<<<<

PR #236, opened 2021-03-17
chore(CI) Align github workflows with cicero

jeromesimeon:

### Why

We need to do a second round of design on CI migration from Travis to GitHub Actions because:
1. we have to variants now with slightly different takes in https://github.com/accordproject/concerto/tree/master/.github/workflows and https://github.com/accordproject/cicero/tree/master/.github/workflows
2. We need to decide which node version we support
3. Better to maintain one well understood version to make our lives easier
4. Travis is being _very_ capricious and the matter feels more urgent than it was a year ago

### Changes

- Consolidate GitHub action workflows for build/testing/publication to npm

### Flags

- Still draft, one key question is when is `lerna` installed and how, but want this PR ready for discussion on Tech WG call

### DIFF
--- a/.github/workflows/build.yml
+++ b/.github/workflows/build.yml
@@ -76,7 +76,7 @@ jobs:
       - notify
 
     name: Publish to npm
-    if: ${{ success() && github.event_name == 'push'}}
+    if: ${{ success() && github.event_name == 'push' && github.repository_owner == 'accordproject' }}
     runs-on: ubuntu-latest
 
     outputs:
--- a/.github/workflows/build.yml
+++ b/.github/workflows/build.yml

>>>>

◆ Assigned task ◆
All of the data above must be retyped exactly.

◆ Exercise output ◆
PR #236, opened 2021-03-17
chore(CI) Align github workflows with cicero

jeromesimeon:

### Why

We need to do a second round of design on CI migration from Travis to GitHub Actions because:
1. we have to variants now with slightly different takes in https://github.com/accordproject/concerto/tree/master/.github/workflows and https://github.com/accordproject/cicero/tree/master/.github/workflows
2. We need to decide which node version we support
3. Better to maintain one well understood version to make our lives easier
4. Travis is being _very_ capricious and the matter feels more urgent than it was a year ago

### Changes

- Consolidate GitHub action workflows for build/testing/publication to npm

### Flags

- Still draft, one key question is when is `lerna` installed and how, but want this PR ready for discussion on Tech WG call

### DIFF
--- a/.github/workflows/build.yml
+++ b/.github/workflows/build.yml
@@ -76,7 +76,7 @@ jobs:
       - notify
 
     name: Publish to npm
-    if: ${{ success() && github.event_name == 'push'}}
+    if: ${{ success() && github.event_name == 'push' && github.repository_owner == 'accordproject' }}
     runs-on: ubuntu-latest
 
     outputs:
--- a/.github/workflows/build.yml
+++ b/.github/workflows/build.yml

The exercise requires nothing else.